====== RECORDS TO PROCESS ======
PR #6834, opened 2022-04-16
mdp: new recipe

hoanga:
the following recipe adds support for mdp.

sample run below:
```
> uname -a
Haiku shredder 1 hrev56016 Apr 15 2022 06:47:33 x86_64 x86_64 Haiku

> mdp --version
mdp 1.0.15
Copyright (C) 2018 Michael Goehler
License GPLv3+: GNU GPL version 3 or later <http://gnu.org/licenses/gpl.html>.
This is free software: you are free to change and redistribute it.
There is NO WARRANTY, to the extent permitted by law.

Written by Michael Goehler and others, see <https://github.com/visit1985/mdp/blob/master/AUTHORS>.
```

### DIFF
--- a/app-text/mdp/mdp-1.0.15.recipe
+++ b/app-text/mdp/mdp-1.0.15.recipe
@@ -1,7 +1,7 @@
 SUMMARY="A markdown presentation tool"
 DESCRIPTION="A command-line based markdown presentation tool"
 HOMEPAGE="https://github.com/visit1985/mdp"
-COPYRIGHT="2016 visit1985"
+COPYRIGHT="2018 Michael Goehler and others"
 LICENSE="GNU GPL v3"
 REVISION="1"
 SOURCE_URI="https://github.com/visit1985/mdp/archive/refs/tags/$portVersion.tar.gz"
--- a/app-text/mdp/mdp-1.0.15.recipe
+++ b/app-text/mdp/mdp-1.0.15.recipe
@@ -21,7 +21,7 @@ REQUIRES="
 
 BUILD_REQUIRES="
 	haiku${secondaryArchSuffix}_devel
-	devel:libncurses$secondaryArchSuffix
+	devel:libncursesw$secondaryArchSuffix
 	"
 BUILD_PREREQUIRES="
 	cmd:gcc$secondaryArchSuffix
--- a/app-text/mdp/mdp-1.0.15.recipe
+++ b/app-text/mdp/mdp-1.0.15.recipe
@@ -1,0 +1,46 @@
+SUMMARY="A markdown presentation tool"
+DESCRIPTION="A command-line based markdown presentation tool"
+HOMEPAGE="https://github.com/visit1985/mdp"
+COPYRIGHT="2016 visit1985"
+LICENSE="GNU GPL v3"
+REVISION="1"
+SOURCE_URI="https://github.com/visit1985/mdp/archive/refs/tags/$portVersion.tar.gz"
+CHECKSUM_SHA256="3edc8ea1551fdf290d6bba721105e2e2c23964070ac18c13b4b8d959cdf6116f"
+
+ARCHITECTURES="all !x86_gcc2"
+SECONDARY_ARCHITECTURES="x86"
+
+PROVIDES="
+	mdp$secondaryArchSuffix = $portVersion
+	cmd:mdp$secondaryArchSuffix = $portVersion
+	"
+REQUIRES="
+	haiku$secondaryArchSuffix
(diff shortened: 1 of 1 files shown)


app-text/mdp/mdp-1.0.15.recipe
```diff
@@ -0,0 +1,46 @@
...
+ARCHITECTURES="all !x86_gcc2"
+SECONDARY_ARCHITECTURES="x86"
+
+PROVIDES="
+	mdp$secondaryArchSuffix = $portVersion
+	cmd:mdp$secondaryArchSuffix = $portVersion
+	"
+REQUIRES="
+	haiku$secondaryArchSuffix
+	lib:libncurses$secondaryArchSuffix
```
korli, line 19: Isn't it libncursesw?

hoanga: i have pushed an update that uses `ncursesw` rather than `ncurses`. thanks!

app-text/mdp/mdp-1.0.15.recipe
```diff
@@ -0,0 +1,46 @@
...
+LICENSE="GNU GPL v3"
+REVISION="1"
+SOURCE_URI="https://github.com/visit1985/mdp/archive/refs/tags/$portVersion.tar.gz"
+CHECKSUM_SHA256="3edc8ea1551fdf290d6bba721105e2e2c23964070ac18c13b4b8d959cdf6116f"
+
+ARCHITECTURES="all !x86_gcc2"
+SECONDARY_ARCHITECTURES="x86"
+
+PROVIDES="
+	mdp$secondaryArchSuffix = $portVersion
```
Begasus, line 14: Install puts the binary in: `install -d $(DESTDIR)$(PREFIX)/bin` which means this should be:
```
cmd:mdp = $portVersion
```

app-text/mdp/mdp-1.0.15.recipe
```diff
@@ -0,0 +1,46 @@
...
+	haiku${secondaryArchSuffix}_devel
+	devel:libncursesw$secondaryArchSuffix
+	"
+BUILD_PREREQUIRES="
+	cmd:gcc$secondaryArchSuffix
+	cmd:make
+	"
+
+TEST_REQUIRES="
+	"
```
Begasus, line 32: Not required:
```diff
-TEST_REQUIRES="
-	"
```

app-text/mdp/mdp-1.0.15.recipe
```diff
@@ -0,0 +1,46 @@
...
+
+BUILD()
+{
+	make
+}
+
+INSTALL()
+{
+	mkdir -p $binDir
```
Begasus, line 41: Shouldn't be needed, make install takes care of that:
```diff
- 	mkdir -p $binDir
```

app-text/mdp/mdp-1.0.15.recipe
```diff
@@ -0,0 +1,46 @@
...
+	mkdir -p $manDir
+
+	make install PREFIX=$prefix
+	mv $prefix/share/man/* $manDir
```
Begasus, line 45: POLICY error for $prefix/share, so remove it from the package after manpage move:
```diff
+ 	rm -rf $prefix/share/
```

Begasus (changes requested):
Checked a build for 32bit, some changes needed, some things not required

Begasus:
Created a upstream PR for which you could apply for the most part on this release also, this simplifies the install targets :)

Begasus:
PS, a nice thing to have, works pretty well (only needs another background color (theme) for Terminal then the default white color) :)

app-text/mdp/mdp-1.0.15.recipe
korli: REQUIRES still pending.

hoanga: i pushed an update to handle the REQUIRES. i had updated the BUILD_REQUIRES and somehow missed the REQUIRES, thanks for catching that!

hoanga:
i have pushed updates that should put the recipe more in line with suggestions. i was pleasantly surprised how usable this was under Haiku (am using a dark terminal background so the default theme seems to require less knob turning for myself). thanks for setting up the upstream PR!

Begasus:
Could you remove the previous recipe for this? AFAICT it's not used by anything atm :)

Begasus (approved):

Begasus:
Upstream PR merged, this will make it easier on the next release :)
======
# [EXERCISE OBJECTIVE]
Give every entry once more, exactly as it reads.

# [EXPECTED ANSWER]
PR #6834, opened 2022-04-16
mdp: new recipe

hoanga:
the following recipe adds support for mdp.

sample run below:
```
> uname -a
Haiku shredder 1 hrev56016 Apr 15 2022 06:47:33 x86_64 x86_64 Haiku

> mdp --version
mdp 1.0.15
Copyright (C) 2018 Michael Goehler
License GPLv3+: GNU GPL version 3 or later <http://gnu.org/licenses/gpl.html>.
This is free software: you are free to change and redistribute it.
There is NO WARRANTY, to the extent permitted by law.

Written by Michael Goehler and others, see <https://github.com/visit1985/mdp/blob/master/AUTHORS>.
```

### DIFF
--- a/app-text/mdp/mdp-1.0.15.recipe
+++ b/app-text/mdp/mdp-1.0.15.recipe
@@ -1,7 +1,7 @@
 SUMMARY="A markdown presentation tool"
 DESCRIPTION="A command-line based markdown presentation tool"
 HOMEPAGE="https://github.com/visit1985/mdp"
-COPYRIGHT="2016 visit1985"
+COPYRIGHT="2018 Michael Goehler and others"
 LICENSE="GNU GPL v3"
 REVISION="1"
 SOURCE_URI="https://github.com/visit1985/mdp/archive/refs/tags/$portVersion.tar.gz"
--- a/app-text/mdp/mdp-1.0.15.recipe
+++ b/app-text/mdp/mdp-1.0.15.recipe
@@ -21,7 +21,7 @@ REQUIRES="
 
 BUILD_REQUIRES="
 	haiku${secondaryArchSuffix}_devel
-	devel:libncurses$secondaryArchSuffix
+	devel:libncursesw$secondaryArchSuffix
 	"
 BUILD_PREREQUIRES="
 	cmd:gcc$secondaryArchSuffix
--- a/app-text/mdp/mdp-1.0.15.recipe
+++ b/app-text/mdp/mdp-1.0.15.recipe
@@ -1,0 +1,46 @@
+SUMMARY="A markdown presentation tool"
+DESCRIPTION="A command-line based markdown presentation tool"
+HOMEPAGE="https://github.com/visit1985/mdp"
+COPYRIGHT="2016 visit1985"
+LICENSE="GNU GPL v3"
+REVISION="1"
+SOURCE_URI="https://github.com/visit1985/mdp/archive/refs/tags/$portVersion.tar.gz"
+CHECKSUM_SHA256="3edc8ea1551fdf290d6bba721105e2e2c23964070ac18c13b4b8d959cdf6116f"
+
+ARCHITECTURES="all !x86_gcc2"
+SECONDARY_ARCHITECTURES="x86"
+
+PROVIDES="
+	mdp$secondaryArchSuffix = $portVersion
+	cmd:mdp$secondaryArchSuffix = $portVersion
+	"
+REQUIRES="
+	haiku$secondaryArchSuffix
(diff shortened: 1 of 1 files shown)


app-text/mdp/mdp-1.0.15.recipe
```diff
@@ -0,0 +1,46 @@
...
+ARCHITECTURES="all !x86_gcc2"
+SECONDARY_ARCHITECTURES="x86"
+
+PROVIDES="
+	mdp$secondaryArchSuffix = $portVersion
+	cmd:mdp$secondaryArchSuffix = $portVersion
+	"
+REQUIRES="
+	haiku$secondaryArchSuffix
+	lib:libncurses$secondaryArchSuffix
```
korli, line 19: Isn't it libncursesw?

hoanga: i have pushed an update that uses `ncursesw` rather than `ncurses`. thanks!

app-text/mdp/mdp-1.0.15.recipe
```diff
@@ -0,0 +1,46 @@
...
+LICENSE="GNU GPL v3"
+REVISION="1"
+SOURCE_URI="https://github.com/visit1985/mdp/archive/refs/tags/$portVersion.tar.gz"
+CHECKSUM_SHA256="3edc8ea1551fdf290d6bba721105e2e2c23964070ac18c13b4b8d959cdf6116f"
+
+ARCHITECTURES="all !x86_gcc2"
+SECONDARY_ARCHITECTURES="x86"
+
+PROVIDES="
+	mdp$secondaryArchSuffix = $portVersion
```
Begasus, line 14: Install puts the binary in: `install -d $(DESTDIR)$(PREFIX)/bin` which means this should be:
```
cmd:mdp = $portVersion
```

app-text/mdp/mdp-1.0.15.recipe
```diff
@@ -0,0 +1,46 @@
...
+	haiku${secondaryArchSuffix}_devel
+	devel:libncursesw$secondaryArchSuffix
+	"
+BUILD_PREREQUIRES="
+	cmd:gcc$secondaryArchSuffix
+	cmd:make
+	"
+
+TEST_REQUIRES="
+	"
```
Begasus, line 32: Not required:
```diff
-TEST_REQUIRES="
-	"
```

app-text/mdp/mdp-1.0.15.recipe
```diff
@@ -0,0 +1,46 @@
...
+
+BUILD()
+{
+	make
+}
+
+INSTALL()
+{
+	mkdir -p $binDir
```
Begasus, line 41: Shouldn't be needed, make install takes care of that:
```diff
- 	mkdir -p $binDir
```

app-text/mdp/mdp-1.0.15.recipe
```diff
@@ -0,0 +1,46 @@
...
+	mkdir -p $manDir
+
+	make install PREFIX=$prefix
+	mv $prefix/share/man/* $manDir
```
Begasus, line 45: POLICY error for $prefix/share, so remove it from the package after manpage move:
```diff
+ 	rm -rf $prefix/share/
```

Begasus (changes requested):
Checked a build for 32bit, some changes needed, some things not required

Begasus:
Created a upstream PR for which you could apply for the most part on this release also, this simplifies the install targets :)

Begasus:
PS, a nice thing to have, works pretty well (only needs another background color (theme) for Terminal then the default white color) :)

app-text/mdp/mdp-1.0.15.recipe
korli: REQUIRES still pending.

hoanga: i pushed an update to handle the REQUIRES. i had updated the BUILD_REQUIRES and somehow missed the REQUIRES, thanks for catching that!

hoanga:
i have pushed updates that should put the recipe more in line with suggestions. i was pleasantly surprised how usable this was under Haiku (am using a dark terminal background so the default theme seems to require less knob turning for myself). thanks for setting up the upstream PR!

Begasus:
Could you remove the previous recipe for this? AFAICT it's not used by anything atm :)

Begasus (approved):

Begasus:
Upstream PR merged, this will make it easier on the next release :)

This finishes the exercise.